Almeria, in Andalucía, southern Spain, is probably the largest global concentration of greenhouses, encompassing almost 33,000 hectares of "plastic sea", most of grow winter soil-grown tomatoes, cucumbers, bell peppers, courgettes, eggplants, strawberries, watermelons, melons and more.

The lion's share of this industry is organic-certified, and some 75 percent of these products are exported to other European countries, at a turnover of ~ €3 billion. One of the constrains of this vastly intensive operation is the damages provoked by a large variety of pathogenic soil-borne, air-borne, bacteria, fungi, nematodes, viruses and pests.

These facts were, undoubtedly the reasons that supported the International Society of Horticultural Science’s (ISHS) decision that the University of Almeria should host the 10th International Symposium on Soil and Substrate Disinfestation, in June 2023. This symposium attracted some 76 researchers, and industry stakeholders from Europe, Asia, Africa and the Americas, and was organized under the leadership of IFAPA’s researcher Dr. Miguel de Cara and his dedicated team.

Two main lines were discussed by the presenters: 1. New chemical disinfection materials and their application methods; and 2. Physical and biological concepts of restoring soil health by solarization and fumigation.

1. After phasing out of methyl-bromide (MB), other chemicals were adopted for soil disinfection. Chinese Dr. Dongdong Yan reported that since MB banning in China (only in 2019), it has been largely replaced by: chloropicrin, dazomet, metam sodium/ potassium, sulfuryl fluoride, dimethyl disulfide, allyl-isothiocyanate and 1,3-dichloropropene. Many application methods for these agents have been developed in China, including direct injection, chemigation, hot gas application and mechanical soil integration by rotary tillers. Soil fumigation produced significantly positive effects in greenhouses and in open fields, including more vigorous plants, larger and greener leaves and markedly higher yields.

But Dr. Dongdong showed that on top of the fumigants' pesticidal effect, they also inhibited the microbial nitrification activity (oxidizing ammonia to nitrate), thus radically reducing nitrogen (N) losses by leaching. This phenomenon has been evident both in the lab and in the field. As can be expected, heavier textured soils and lower pH soils show longer inhibition time, during which new planting will suffer from the biocidal effect of the fumigants. Fumigation also stimulates nitrogen mineralization processes, whereby ammonium is released to soil by degradation of organic nitrogenous compounds. Therefore, chemical soil fumigation increased soil's N availability, thanks to nitrification inhibition, and the promotion of N mineralization. Other reports by Chinese researchers showed that chemical fumigation improves the availability to plants of other soil nutrients, including, P, K, Fe, Mn, Cl and soluble organic carbon.

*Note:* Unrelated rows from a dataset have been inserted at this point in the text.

Issue #644, opened 2021-02-23
Prevent GCP environment to be exposed to the internet


ab-mohamed:
Hi, 

I assume that my request has been implemented in the Azure network implementation.

The current network implementation for the GCP HANA, NetWeaver, and DRBD/NFS HA clusters and Monitoring Servers provides access to them over the internet. 

Could you please adjust the current network implementation to:
1.  Deploy the environment instances in a protected private network(s).
2.  Create a bastion host that is exposed to the internet and used to access the whole environment?

Best regards,
Ab

arbulu89:
Hi @ab-mohamed ,
I would need some help here. Do you have some architectural details document where I can base my implementation?
I need to know the network setting (used vpc, network, firewall rules, etc) for a environment based in a bastion host.

arbulu89:
Adding link with information:
https://cloud.google.com/solutions/sap/docs/sap-hana-ha-dm-deployment-sles

arbulu89:
Implemented in: https://github.com/SUSE/ha-sap-terraform-deployments/pull/654

PR #654, opened 2021-03-09
Implement bastion usage for GCP

arbulu89:
Implementation of a bastion usage for GCP. Includes:
- Bastion machine implementation
- Use the correct firewall settings
- Create NAT resources to allow internet connectivity on VMs without public ip
- Change the other modules to use the bastion data

Based on: https://cloud.google.com/solutions/sap/docs/sap-hana-ha-dm-deployment-sles

https://github.com/SUSE/ha-sap-terraform-deployments/issues/644
FYI: @ab-mohamed

### DIFF
--- a/gcp/infrastructure.tf
+++ b/gcp/infrastructure.tf
@@ -29,6 +29,8 @@ locals {
   vpc_name             = var.vpc_name == "" ? google_compute_network.ha_network.0.name : var.vpc_name
   subnet_name          = var.subnet_name == "" ? google_compute_subnetwork.ha_subnet.0.name : var.subnet_name
   subnet_address_range = var.subnet_name == "" ? var.ip_cidr_range : (var.ip_cidr_range == "" ? data.google_compute_subnetwork.current-subnet.0.ip_cidr_range : var.ip_cidr_range)
+
+  create_firewall = ! var.bastion_enabled && var.create_firewall_rules ? 1 : 0
 }
 
 # Network resources: Network, Subnet
@@ -68,7 +70,7 @@ resource "google_compute_firewall" "ha_firewall_allow_internal" {
 }
 
 resource "google_compute_firewall" "ha_firewall_allow_icmp" {
-  count   = var.create_firewall_rules ? 1 : 0
+  count   = local.create_firewall
   name    = "${local.deployment_name}-fw-icmp"
   network = local.vpc_name
 
@@ -78,7 +80,7 @@ resource "google_compute_firewall" "ha_firewall_allow_icmp" {
 }
 
 resource "google_compute_firewall" "ha_firewall_allow_tcp" {
-  count   = var.create_firewall_rules ? 1 : 0
+  count   = local.create_firewall
   name    = "${local.deployment_name}-fw-tcp"
   network = local.vpc_name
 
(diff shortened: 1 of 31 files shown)


gcp/infrastructure.tf
```diff
@@ -29,6 +29,8 @@ locals {
   vpc_name             = var.vpc_name == "" ? google_compute_network.ha_network.0.name : var.vpc_name
   subnet_name          = var.subnet_name == "" ? google_compute_subnetwork.ha_subnet.0.name : var.subnet_name
   subnet_address_range = var.subnet_name == "" ? var.ip_cidr_range : (var.ip_cidr_range == "" ? data.google_compute_subnetwork.current-subnet.0.ip_cidr_range : var.ip_cidr_range)
+
+  create_firewall = ! var.bastion_enabled && var.create_firewall_rules ? 1 : 0
```
Simranpal, line 33: Is the` ! `condition for whole expression or just the `bastion_enabled`

gcp/terraform.tfvars.example
```diff
@@ -124,6 +124,21 @@ pre_deployment = true
 # true or false (default)
 #hwcct = false
 
+##########################
+# Bastion (jumpbox) machine variables
+##########################
+
+# Enable bastion usage. This option configures the deployment to only create a unique public ip address that is attached to the bastion machine
```
Simranpal, line 131: It is bit unclear to me when its says `only create a unique public ip address ..`

Do you mean to say `If this option is enabled, it would create a unique public ip address that ..`

gcp/modules/iscsi_server/main.tf
```diff
@@ -21,8 +26,12 @@ resource "google_compute_instance" "iscsisrv" {
     subnetwork = var.network_subnet_name
     network_ip = element(var.host_ips, count.index)
 
-    access_config {
-      nat_ip = ""
+    # Set public IP address. Only if the bastion is not used
+    dynamic "access_config" {
+      for_each = local.bastion_enabled ? [] : [1]
```
Simranpal, line 31: Should be not `local.bastion_enabled ? "" :  [1]`? in iscsi and monitoring case?

I did not understand the usage of dynamic vs before

Simranpal (approved):
@arbulu89 thanks, I added some comments below

gcp/modules/bastion/main.tf
```diff
@@ -0,0 +1,92 @@
...
+
+# Bastion subnet
+resource "google_compute_subnetwork" "bastion_subnet" {
+  count         = local.bastion_count
+  name          = "${local.deployment_name}-bastion-subnet"
+  network       = var.network_link
+  region        = var.region
+  ip_cidr_range = var.snet_address_range
+}
+
```
Simranpal, line 16: Maybe also add the comment with reference to th GCP guide

gcp/infrastructure.tf
arbulu89: It only applies to the `var.bastion_enabled`. Basically `if not bastion and create firewall set count to 1`

gcp/modules/iscsi_server/main.tf
arbulu89: `for_each` must be a list.
The `dynamic` entry creates the `access_config` content in this case, for each of the elements in the `for_each` list. So if the list is empty (bastion enabled) we won't have the `access_config` entry, which is what we want to avoid having public ip address.
Otherwise, we will have one `access_config` entry with the provided content `nat_ip = ""`. The entry would be:

PR #657, opened 2021-03-10
Develop

arbulu89:
Merge `develop` in `master` to get the `Issues` new template.
It brings other small correction about `loki` usage which is not bad.

I won't create a new new release for this, but it will help with the issues template at least


Simranpal (approved):
Looks good, I guess we don't need release version update after the loki fix

PR #658, opened 2021-03-11
Fix errors in non HA scenarios

arbulu89:
I have found some errors running some deployments in non HA scenarios.

- In Azure and GCP some non created resources are referenced
- In Libvirt there was an incorrect usage of one variable for Netweaver


MalloZup (approved):

Simranpal (approved):
Thanks

PR #660, opened 2021-03-15
Fix hardcoded architecture

mfriesenegger:
There are two lines where x86_64 is hardcoded.  The hardcoded architecture is replaced with a command to determine the architecture at runtime.

### DIFF
--- a/salt/provision.sh
+++ b/salt/provision.sh
@@ -63,9 +63,11 @@ install_salt_minion () {
 
       # Register the modules accordingly with the SLE version.
       if [[ $VERSION_ID =~ ^12\.? ]]; then
-        SUSEConnect -p sle-module-adv-systems-management/12/x86_64
+        # shellcheck disable=SC2046
+        SUSEConnect -p sle-module-adv-systems-management/12/$(uname -m)
       elif [[ $VERSION_ID =~ ^15\.? ]]; then
-        SUSEConnect -p sle-module-basesystem/${VERSION_ID:+"$VERSION_ID"}/x86_64
+        # shellcheck disable=SC2046
+        SUSEConnect -p sle-module-basesystem/${VERSION_ID:+"$VERSION_ID"}/$(uname -m)
       else
         log_error "SLE Product version not supported by this script. Please, use version 12 or higher."
       fi


arbulu89 (approved):
Great @mfriesenegger !

Could you add a short description in the PR description box? This helps to understand the why of this change (even though it is pretty obvious).

We can merge afterwards

**Edit**: Now I see the travis validation is failing. We will need to fix it. You can amend the fix to the same commit if you want

mfriesenegger:
> Great @mfriesenegger !
> 
> Could you add a short description in the PR description box? This helps to understand the why of this change (even though it is pretty obvious).
> 
> We can merge afterwards
> 
> **Edit**: Now I see the travis validation is failing. We will need to fix it. You can amend the fix to the same commit if you want.
> You could simply disable this checker (which I don't like much personally) using `# shellcheck disable=SC2046`. Check in the current code, there are already some examples

Done.  Thank you @arbulu89!

salt/provision.sh
```diff
@@ -63,9 +63,9 @@ install_salt_minion () {
 
       # Register the modules accordingly with the SLE version.
       if [[ $VERSION_ID =~ ^12\.? ]]; then
-        SUSEConnect -p sle-module-adv-systems-management/12/x86_64
+        SUSEConnect -p sle-module-adv-systems-management/12/"$(uname -m)"
```
arbulu89, line 66: Does this work? I would be surprised, but who knows.
I would just add the shellcheck disable line which I commented in the PR on top of the used line, and let as it was before

mfriesenegger: > Does this work? 

I believe it does based on this simple test.

~> cat test.sh 
#!/bin/bash

echo Hello world! I am a "$(uname -m)".

~> bash ./test.sh 
Hello world! I am a x86_64.

> I would be surprised, but who knows. It looks ugly at least.
> I would just add the shellcheck disable line which I commented in the PR on top of the used line, and let as it was before

I will remove the quotes and add shellcheck before each line.

arbulu89: Yep, it turns out that it works fine. Well, anyway, let's disable the check to follow the same convention than in other pieces of code

arbulu89:
Thanks @mfriesenegger 
Merged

2. More holistic and organic methods apply physical and/or biological methods to improve soil health. Soil solarization, soil flooding and soil steaming are typical physical practices, that are more environmentally friendly than chemical ones, yet very effective too. Soil solarization is using solar energy during high solar radiation seasons, to increase soil temperature to kill or critically weaken soil-borne plant pathogens. It is carried out by covering moist soil with a tarp, usually a water-, and gas-impermeable plastic cover, that absorbs solar energy, and keeps it within the treated plot for 30-50 days, and is removed thereafter. The water content supports solar heat convection to deeper layers of the treated soil. It can be done with water alone, or in combination with chemicals (mixed solarization) or organic materials (bio-solarization). Solarization is currently used by more than 90 percent of the farms in southeastern Spain.

ASD (Anaerobic Soil Disinfestation) is carried out by irrigating the soil up to field capacity and amending it with a labile C source and organic N, and tarping by a black totally impermeable film (TIF). Professor F.D. Gioia (Penn State University) explained that waterlogging the soil produces anaerobic conditions, which kill most aerobic plant pathogens. And the organic amendments undergo anaerobic decomposition by facultative and obligate anaerobic microbes, which results in the production of pyruvic, acetic, lactic, propionic, butyric and formic acids. All these give rise to accumulation of toxic/suppressive products, volatilization of organic compounds, creation of N derivatives like NH3, N2O and N2, and to leaching of NO2- and NO3-.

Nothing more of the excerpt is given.